🤖 AI Summary
Palm vein recognition faces critical bottlenecks due to scarcity of real data, high acquisition costs, and privacy sensitivity. Method: We propose the first controllable synthesis framework integrating anatomical priors: (1) a 3D palm vein tree model grounded in real vascular anatomy; (2) multi-view geometric projection coupled with conditional generative adversarial networks (cGANs) to synthesize identity-consistent, high-fidelity, cross-view palm vein images with intra-class diversity; and (3) an improved Constrained Constructive Optimization (CCO) algorithm for enhanced vascular tree modeling accuracy. Results: Our method achieves significantly higher true acceptance rate at false acceptance rate = 1e−4 (TAR@FAR=1e−4) than state-of-the-art approaches across multiple public benchmarks. Crucially, we demonstrate—for the first time—that models trained solely on synthetic data outperform those trained on real data, establishing a novel privacy-preserving paradigm for biometric modeling.
📝 Abstract
Palm vein recognition is an emerging biometric technology that offers enhanced security and privacy. However, acquiring sufficient palm vein data for training deep learning-based recognition models is challenging due to the high costs of data collection and privacy protection constraints. This has led to a growing interest in generating pseudo-palm vein data using generative models. Existing methods, however, often produce unrealistic palm vein patterns or struggle with controlling identity and style attributes. To address these issues, we propose a novel palm vein generation framework named PVTree.
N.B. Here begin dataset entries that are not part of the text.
PR #555, opened 2017-09-07
Make ASWeakMapEntry Value Atomic

Adlai-Holler:
We are seeing a variety of memory corruption crashes around the image values in the ASImageNode display pipeline.

It could be unrelated, but there exists a race on the `value` property of ASWeakMapEntry which is implemented `nonatomic` but is read/written from different threads.


Source/Private/ASWeakMap.m
```diff
@@ -19,6 +19,7 @@
 
 @interface ASWeakMapEntry ()
 @property (nonatomic, strong) NSObject *key;
```
nguyenhuy: May worth making `key` read-only.

Adlai-Holler:
I went a little overboard and also changed the `NSObject *` declarations to `id`. Outside the scope of this diff but we almost never touch these files and using `NSObject *` when it's not needed is tragic.

CHANGELOG.md
```diff
@@ -16,6 +16,7 @@
 - Table and collection views to consider content inset when calculating (default) element size range [Huy Nguyen](https://github.com/nguyenhuy) [#525](https://github.com/TextureGroup/Texture/pull/525)
 - [ASEditableTextNode] added -editableTextNodeShouldBeginEditing to ASEditableTextNodeDelegate to mirror the corresponding method from UITextViewDelegate. [Yan S.](https://github.com/yans) [#535](https://github.com/TextureGroup/Texture/pull/535)
 - [Breaking] Remove APIs that have been deprecated since 2.0 and/or for at least 6 months [Huy Nguyen](https://github.com/nguyenhuy) [#529](https://github.com/TextureGroup/Texture/pull/529)
+- Fixed a memory corruption issue in the ASImageNode display system. [Adlai Holler](https://github.com/Adlai-Holler) [#55](https://github.com/TextureGroup/Texture/pull/555)
```
nguyenhuy: Nit: "#555"

pinterest-ios:
🚫 CI failed with [log](https://gist.githubusercontent.com/pinterest-ios/b5836abfbb1eb0bc4c3e2e225999b8a9/raw/42d9ed2ba4ba46f0baf94480d478ad5a12e96900/log.txt)

PR #556, opened 2017-09-07
Ensure ASWeakMapEntry's value is atomic

nguyenhuy:
It can be read and written on multiple threads. That may cause a crash that we're seeing in the Pinterest app.

screen shot 2017-09-07 at 7 37 04 pm


nguyenhuy:
@Adlai-Holler won the race! https://github.com/TextureGroup/Texture/pull/555/files

PR #558, opened 2017-09-09
Mark ASRunLoopQueue as drained if it contains only NULLs

### LINKED ISSUE #518: [ASRunLoopQueue] `processQueue` in ASRunLoopQueue method never Early-exit making CPU usage high
screen shot 2017-08-18 at 8 17 09 pm

I'm facing a problem that the `processQueue` method is never Early-exit so that the CPU usage is always 100%.

As you can see in the attachment pic, the count of `_internalQueue` is 3, and all its values are NULL. But the `[_internalQueue compact]` never worked since the `_internalQueue` has a flag of `needsCompaction = false`.

https://github.com/TextureGroup/Texture/blob/cae9517ebe48b68f4e2f5bccfe7c03c207596e07/Source/ASRunLoopQueue.mm#L385

I doubt that if it is because some object enqueue is a weak pointer? Since `NSPointerArray` has a problem that it will not handle weak pointer correctly. See [here](http://www.openradar.me/15396578).

cesteban:
I wrote a failing tests for [#518](https://github.com/TextureGroup/Texture/issues/518). Then made it pass.

Apparently, the problem is `NSPointerArray` won't be marked as `needsCompaction` when stored weak pointers become NULL. This makes subsequent calls to `compact` to return early without effectively removing NULL's. As a result `ASRunLoopQueue` is never marked as drained, event though there is no more work to do.

I added an `isEmpty` public property to `ASRunLoopQueue` which is only used in tests. That's not pretty, but I went this way because IMO the property makes sense in an API like that (if you have a queue, it's very natural to have a way to know if it's empty). If you don't want to have this property, we need to find out another way for the test to _sense_ that the queue has been marked as drained.

Finally, I believe `ASRunLoopQueue` should have a lot more tests, given the importance of the component. I would try to find the time to write a bunch of them, but that should be a different branch IMO.

Please, let me know your thoughts.

Edit (huy): Closes #518.

### DIFF
--- a/CHANGELOG.md
+++ b/CHANGELOG.md
@@ -20,6 +20,7 @@
 - Fixed a memory corruption issue in the ASImageNode display system. [Adlai Holler](https://github.com/Adlai-Holler) [#555](https://github.com/TextureGroup/Texture/pull/555)
 - [Breaking] Rename ASCollectionGalleryLayoutSizeProviding to ASCollectionGalleryLayoutPropertiesProviding. Besides a fixed item size, it now can provide interitem and line spacings, as well as section inset [Huy Nguyen](https://github.com/nguyenhuy) [#496](https://github.com/TextureGroup/Texture/pull/496) [#533](https://github.com/TextureGroup/Texture/pull/533)
 - Deprecate `-[ASDisplayNode displayWillStart]` in favor of `-displayWillStartAsynchronously:` [Huy Nguyen](https://github.com/nguyenhuy) [536](https://github.com/TextureGroup/Texture/pull/536)
+- Mark ASRunLoopQueue as drained if it contains only NULLs [Cesar Estebanez](https://github.com/cesteban)
 
 ##2.4
 - Fix an issue where inserting/deleting sections could lead to inconsistent supplementary element behavior. [Adlai Holler](https://github.com/Adlai-Holler)
--- a/CHANGELOG.md
+++ b/CHANGELOG.md
@@ -20,7 +20,7 @@
 - Fixed a memory corruption issue in the ASImageNode display system. [Adlai Holler](https://github.com/Adlai-Holler) [#555](https://github.com/TextureGroup/Texture/pull/555)
 - [Breaking] Rename ASCollectionGalleryLayoutSizeProviding to ASCollectionGalleryLayoutPropertiesProviding. Besides a fixed item size, it now can provide interitem and line spacings, as well as section inset [Huy Nguyen](https://github.com/nguyenhuy) [#496](https://github.com/TextureGroup/Texture/pull/496) [#533](https://github.com/TextureGroup/Texture/pull/533)
 - Deprecate `-[ASDisplayNode displayWillStart]` in favor of `-displayWillStartAsynchronously:` [Huy Nguyen](https://github.com/nguyenhuy) [536](https://github.com/TextureGroup/Texture/pull/536)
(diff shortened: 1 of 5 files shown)


pinterest-ios:
<table>
  <thead>
    <tr>
      <th width="50"></th>
          1 Warning
      </th>
     </tr>
  </thead>
  <tbody>
    <tr>
      <td>:warning:</td>
      <td data-sticky="false">Please ensure license is correct for ASRunLoopQueueTests.m:</p>
<pre><code>//
//  ASRunLoopQueueTests.m
//  Texture
//
//
//
</code></</td>
    </tr>
  </tbody>
</table>

</p>

cesteban:
I finally covered ASRunLoopQueue with tests.

pinterest-ios:
<table>
  <thead>
    <tr>
      <th width="50"></th>
          1 Warning
      </th>
     </tr>
  </thead>
  <tbody>
    <tr>
      <td>:warning:</td>
      <td data-sticky="false">Please ensure license is correct for ASRunLoopQueueTests.m:</p>
<pre><code>//
//  ASRunLoopQueueTests.m
//  Texture
//
//
//
</code></</td>
    </tr>
  </tbody>
</table>

</p>

CHANGELOG.md
```diff
@@ -20,6 +20,7 @@
 - Fixed a memory corruption issue in the ASImageNode display system. [Adlai Holler](https://github.com/Adlai-Holler) [#555](https://github.com/TextureGroup/Texture/pull/555)
 - [Breaking] Rename ASCollectionGalleryLayoutSizeProviding to ASCollectionGalleryLayoutPropertiesProviding. Besides a fixed item size, it now can provide interitem and line spacings, as well as section inset [Huy Nguyen](https://github.com/nguyenhuy) [#496](https://github.com/TextureGroup/Texture/pull/496) [#533](https://github.com/TextureGroup/Texture/pull/533)
 - Deprecate `-[ASDisplayNode displayWillStart]` in favor of `-displayWillStartAsynchronously:` [Huy Nguyen](https://github.com/nguyenhuy) [536](https://github.com/TextureGroup/Texture/pull/536)
+- Mark ASRunLoopQueue as drained if it contains only NULLs [Cesar Estebanez](https://github.com/cesteban)
```
nguyenhuy: Nit: Please add the PR's URL.

nguyenhuy:
Also, please update the license in `ASRunLoopQueueTests.m` as suggested by Danger above.

CHANGELOG.md
cesteban: Yup, sorry!

cesteban:
@nguyenhuy Actually, my first implementation that passed the test was something similar to this:

```objective-c
    NSInteger foundItemCount = 0;
    for (NSInteger i = 0; i < internalQueueCount && foundItemCount < maxCountToProcess; i++) {
      //...
    }

    if (foundItemCount == 0) {
      // If _internalQueue holds weak references, and all of them just become nil, then the array
      // is never marked as needsCompletion, and compact will return early, not removing the nils.
      // Inserting a nil here ensures the compaction will take place.
      [_internalQueue addPointer:nil];
    }

    [_internalQueue compact];
    if (_internalQueue.count == 0) {
      isQueueDrained = YES;
    }
```

Do you prefer this kind of approach? I can recover it, just let me know.

nguyenhuy:
@cesteban Yes, I think it's a cleaner approach. May worth adding the StackOverflow and OpenRadar links.

cesteban:
Thanks @nguyenhuy. There we go!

First, the palm vein identity is defined by a complex and authentic 3D palm vascular tree, created using an improved Constrained Constructive Optimization (CCO) algorithm. Second, palm vein patterns of the same identity are generated by projecting the same 3D vascular tree into 2D images from different views and converting them into realistic images using a generative model. As a result, PVTree satisfies the need for both identity consistency and intra-class diversity. Extensive experiments conducted on several publicly available datasets demonstrate that our proposed palm vein generation method surpasses existing methods and achieves a higher TAR@FAR=1e-4 under the 1:1 Open-set protocol. To the best of our knowledge, this is the first time that the performance of a recognition model trained on synthetic palm vein data exceeds that of the recognition model trained on real data, which indicates that palm vein image generation research has a promising future.